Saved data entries
=== Section Start ===

PR #264, opened 2018-02-17
Handle gorilla/websocket EOF close error.

jdanlewis:
Gorilla does not seem to throw an io.EOF. This PR should handle this error case and resolve #260.

Issue #260, opened 2018-02-07
Panic with gorilla websocket


parsley42:
I have a 'bot plugin that sends ~4k replies, which is the limit of what slack allows. With the latest nlopes/slack, the bot panics with the dump shown below. With my local fork reverting the gorilla websocket commit, I get my loooong messages as expected. If I get time this weekend I may try to dig deeper, but figured folks might want a heads-up. My code just uses the RTM.SendMessage(s.conn.NewTypingMessage(chanID)) for sending messages.

Here's the full panic / stack trace.
panic: repeated read on failed websocket connection

goroutine 36 [running]:
github.com/uva-its/gopherbot/vendor/github.com/gorilla/websocket.(*Conn).NextReader(0xc042044f00, 0xc042430358, 0x0, 0x0, 0xc04234fec0, 0xc04234fec0)
        C:/Users/dlp7y/go/src/github.com/uva-its/gopherbot/vendor/github.com/gorilla/websocket/conn.go:958 +0x3e0
github.com/uva-its/gopherbot/vendor/github.com/gorilla/websocket.(*Conn).ReadJSON(0xc042044f00, 0x8b65c0, 0xc0422b15a0, 0xba51c0, 0xbd6d30)
        C:/Users/dlp7y/go/src/github.com/uva-its/gopherbot/vendor/github.com/gorilla/websocket/json.go:45 +0x36
github.com/uva-its/gopherbot/vendor/github.com/nlopes/slack.(*RTM).receiveIncomingEvent(0xc042414640)
        C:/Users/dlp7y/go/src/github.com/uva-its/gopherbot/vendor/github.com/nlopes/slack/websocket_managed_conn.go:288 +0xb1
github.com/uva-its/gopherbot/vendor/github.com/nlopes/slack.(*RTM).handleIncomingEvents(0xc042414640, 0xc04236d260)
        C:/Users/dlp7y/go/src/github.com/uva-its/gopherbot/vendor/github.com/nlopes/slack/websocket_managed_conn.go:223 +0x34
created by github.com/uva-its/gopherbot/vendor/github.com/nlopes/slack.(*RTM).ManageConnection
        C:/Users/dlp7y/go/src/github.com/uva-its/gopherbot/vendor/github.com/nlopes/slack/websocket_managed_conn.go:54 +0x26c

dvdplm:
This seems very worrying, thank you for reporting it.

[...]

PR #278, opened 2018-03-14
Update error handling for gorilla/websocket ReadJSON()

parsley42:
Even after the previous fixes for #260 and #264, I had problems with a robot panic'ing in gorilla/websocket after a few days. I did some digging around in the gorilla/websocket code. The 'ReadJSON' function called from receiveIncomingEvent() returns one of three possible error values:
 1. io.ErrUnexpectedEOF (but never io.EOF) from json ... Decode()
 2. The error value from NextReader(...)
 3. Other error values from json ... Decode()

From the comments for NextReader():
```go
// Applications must break out of the application's read loop when this method
// returns a non-nil error value. Errors returned from this method are
// permanent. Once this method returns a non-nil error, all subsequent calls to
// this method return the same error.
```

For the first case, I'm forcing a ping. For the second and third case, it wasn't clear to me that the call to websocket.IsCloseError(...) catches all possible error returns from NextReader(), and I don't know a straightforward means of differentiating all json Decode() error values from all NextReader() error values. I would guess that non-`io.ErrUnexpectedEOF` error values from json Decode() are unlikely, and more likely I was getting error values returned from NextReader() that weren't being handled. Given the comments on NextReader(), I felt the safest way to handle other errors was to kill the connection to force reconnect.

I'm currently running with this patch for [Gopherbot](https://github.com/lnxjedi/gopherbot), but would appreciate others having a look and testing. @jdanlewis - what are your thoughts?

### DIFF
--- a/websocket_managed_conn.go
+++ b/websocket_managed_conn.go
@@ -291,12 +291,16 @@ func (rtm *RTM) receiveIncomingEvent() {
 	event := json.RawMessage{}
 	err := rtm.conn.ReadJSON(&event)
 	switch {
-	// ReadJSON calls NextReader which states:
-	// Applications must break out of the application's read loop when this method
-	// returns a non-nil error value. Errors returned from this method are
-	// permanent. Once this method returns a non-nil error, all subsequent calls to
-	// this method return the same error.
+	case err == io.ErrUnexpectedEOF:
+		// EOF's don't seem to signify a failed connection so instead we ignore
+		// them here and detect a failed connection upon attempting to send a
+		// 'PING' message
+
+		// trigger a 'PING' to detect potential websocket disconnect
+		rtm.forcePing <- true
 	case err != nil:
+		// All other errors from ReadJSON come from NextReader, and should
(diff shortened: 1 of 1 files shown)


jdanlewis:
@parsley42 I ran a couple of short tests and this seems to be fine, but I'm not able to force an error besides the websocket.CloseError. 

If you want to distinguish between errors from JSON Decode and NextReader, we could decode the JSON ourselves. Then, we could force reconnect anytime NextReader returns an error.

james-lawrence:
LGTM. sorry for the delay.

ArcticSnowman:
@james-lawrence  When can we expect a release with this in?

james-lawrence:
0.4.0 should have it?

ArcticSnowman:
Ah that's not been made a release...  so the latest is still 0.2.0.... afaik
Managed to get govendor to update the package..

james-lawrence:
ah, I consider tags as the release. sorry will make a note to ensure github has the releases as well.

=== Section End ===

:: What you should do ::
The answer must consist of each line from the data that includes the string "calls".

:: Finished task ::
// permanent. Once this method returns a non-nil error, all subsequent calls to
-	// ReadJSON calls NextReader which states:
-	// permanent. Once this method returns a non-nil error, all subsequent calls to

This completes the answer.